[rfoo]

Except we don't live in the past decade anymore. Even though people are still sometimes reluctant to updates ("it only made my device slow!"), We made significant progress on patch distribution.

In the past a bug in the SMS stack could be mass exploited and still not getting fixed anytime soon. Not anymore. These bugs cost $10k~$100k now and once you mass-exploit it, they are gone.

[IncRnd]

> Except we don't live in the past decade anymore.

You do know that is a terible attitude for a real-world security posture meant to protect non-theoretical people's property and information against actual exploits?

> In the past a bug in the SMS stack could be mass exploited and still not getting fixed anytime soon. Not anymore.

While you may wish for patches to always take care of exploits before any phones are compromised, that's not much more than wishful thinking. You assume that all 0day exploits are both known and fixed immediately. That is 100% false.

[onion2k]

once you mass-exploit it, they are gone

That is only true of exploits that have obvious and visible impacts, right?
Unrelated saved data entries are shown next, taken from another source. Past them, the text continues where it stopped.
PR #3228, opened 2026-08-24
Make Xcode 26.6 happy. Move HMW destructor to .cpp

### LINKED ISSUE #3227: HighsMipWorker.h: inline destructor calls reset() on unique_ptr of incomplete HighsSearch — build fails on Xcode 26 / newer libc++
Version: v1.15.1
Language: C++ (built via Conan)

MIP — the issue is in `src/highs/mip/HighsMipWorker.h`.

macOS with **Xcode 26.6** (Apple Clang, newer modular libc++). Not seen on older Xcode / your `macos-latest` CI, which uses an older libc++.

**What did you do?**
Steps to reproduce the behaviour:
1. Build HiGHS from source on macOS with Xcode 26.x (Debug, unity build as HiGHS configures by default).
2. Compilation of the MIP sources fails.

The cause: `HighsMipWorker.h` holds a `std::unique_ptr<HighsSearch>` where `HighsSearch` is only forward-declared, and defines the destructor **inline** in the header:

```cpp
class HighsSearch;                          // line 21 — forward declaration only
...
std::unique_ptr<HighsSearch> search_ptr_;   // line 71
...
~HighsMipWorker() {                         // line 89 — inline destructor
  search_ptr_.reset();                      // line 90 — requires complete HighsSearch
  sepa_ptr_.reset();
}
```

Destroying the `unique_ptr` instantiates `std::default_delete<HighsSearch>`, which requires a complete type. Xcode 26's libc++ enforces this with a hard `static_assert`; older libc++/libstdc++ only warned, which is why it built before.

A clean compile, as on older toolchains.

**What did you see instead?**
```
.../c++/v1/__memory/unique_ptr.h:75:19: error: invalid application of 'sizeof' to an incomplete type 'HighsSearch'
   75 |     static_assert(sizeof(_Tp) >= 0, "cannot delete an incomplete type");
note: in instantiation of member function 'std::default_delete<HighsSearch>::operator()' requested here
note: in instantiation of member function 'std::unique_ptr<HighsSearch>::reset' requested here
   90 |     search_ptr_.reset();
.../mip/HighsMipWorker.h:21:7: note: forward declaration of 'HighsSearch'
   21 | class HighsSearch;
make[3]: *** [highs/CMakeFiles/highs.dir/Unity/unity_3_cxx.cxx.o] Error 1
```

**Anything else we should know about your project / environment**
Suggested fix — declare the destructor in the header and define it out-of-line in `HighsMipWorker.cpp`, where `HighsSearch.h` is already included (canonical handling for `unique_ptr` to a forward-declared type):

```cpp
// HighsMipWorker.h
~HighsMipWorker();
```
```cpp
// HighsMipWorker.cpp  (HighsSearch is complete here)
HighsMipWorker::~HighsMipWorker() = default;
```

Alternatively `#include "mip/HighsSearch.h"` in the header.

Opt-Mucca:
## Description

Moves `HighsMipWorker` destructor from `HighsMipWorker.h` to `HighsMipWorker.cpp`. Destroying the `std::unique_pointer` to `HighsSearch` apparently needs more than a forward declaration for `Xcode 26.6`.

## Checklist

- [x] Tests are passing

Closes #3227

### DIFF
--- a/highs/mip/HighsMipWorker.cpp
+++ b/highs/mip/HighsMipWorker.cpp
@@ -35,6 +35,11 @@ HighsMipWorker::HighsMipWorker(const HighsMipSolver& mipsolver,
   sepa_ptr_->setLpRelaxation(lp_);
 }
 
+HighsMipWorker::~HighsMipWorker() {
+  search_ptr_.reset();
+  sepa_ptr_.reset();
+}
+
 const HighsMipSolver& HighsMipWorker::getMipSolver() const {
   return mipsolver_;
 }
--- a/highs/mip/HighsMipWorker.h
+++ b/highs/mip/HighsMipWorker.h
@@ -87,10 +87,7 @@ class HighsMipWorker {
                  HighsDomain* domain, HighsCutPool* cutpool,
                  HighsConflictPool* conflictpool, HighsPseudocost* pseudocost);
 
-  ~HighsMipWorker() {
-    search_ptr_.reset();
-    sepa_ptr_.reset();
-  }
+  ~HighsMipWorker();
 
   void resetSearch();
 


filikat (approved):
Great!
This was undefined behaviour before. From https://en.cppreference.com/cpp/memory/unique_ptr: "`unique_ptr` may be constructed for an incomplete type `T`[...]. If the default deleter is used, `T` must be complete at the point in code where the deleter is invoked, which happens in the [...] reset member function of `unique_ptr`."

Opt-Mucca:
@mathgeekcoder If I'm understanding the failing test correctly, then I think HiGHS is solving the instance too quickly and the `isRunning` check is against an already solved instance?

mathgeekcoder:
> @mathgeekcoder If I'm understanding the failing test correctly, then I think HiGHS is solving the instance too quickly and the `isRunning` check is against an already solved instance?

Yeah, unfortunately I believe that's the case.  Honestly, it's a bit of a hacky test (not my proudest work). We can either hack it (by increasing N to make the problem harder) or add forced delay via a callback handler (e.g., simplexInterrupt).

e.g., something like

```python
def test_solver_running_state(self):
    # build model as before (removed for brevity)

    entered = threading.Event()   # solver thread reached the callback
    release = threading.Event()   # test tells solver it may continue

    def hold(e, data):
        entered.set()
        release.wait(timeout=30)  # bounded delay, don't hang CI

    h.HandleUserInterrupt = True
    h.cbSimplexInterrupt.subscribe(hold)

    h.startSolve()
    self.assertTrue(entered.wait(timeout=30), "solver never reached callback")
    self.assertTrue(h.is_solver_running())     # solver is still inside hold()
    release.set()                              # solver can exit hold()

    h.cancelSolve()
    h.wait()
```

Opt-Mucca:
@mathgeekcoder I'm happy with that suggested change! I like it more than just increasing `N`. Should I stuff it into this PR or do you create a separate one?

mathgeekcoder:
> @mathgeekcoder I'm happy with that suggested change! I like it more than just increasing `N`. Should I stuff it into this PR or do you create a separate one?

Wonderful. I'm happy either way!  Though, earliest I can get to this will be next week.  If you choose to add it here, I can likely help review before then.

Opt-Mucca:
@mathgeekcoder we do a separate PR. No stress on the timing. I'm still not 100% confident on doing anything more than copying the suggestion for now (need to take the time to get more invested in `highspy` at some point......)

If an attacker found an exploit and used it to put a rootkit on millions of phones, but did nothing with that rootkit and it had no outward markers, would anyone know?

[rvnx]

Yes, probably the backdoors that security companies implement on the phones to exfiltrate and sell data would reveal that.

[thfuran]

I wonder whether even as many as half of android phones are less than, say, six months behind on security updates. They're often quite slow in releasing for any given model, and that's while the phone even gets updates.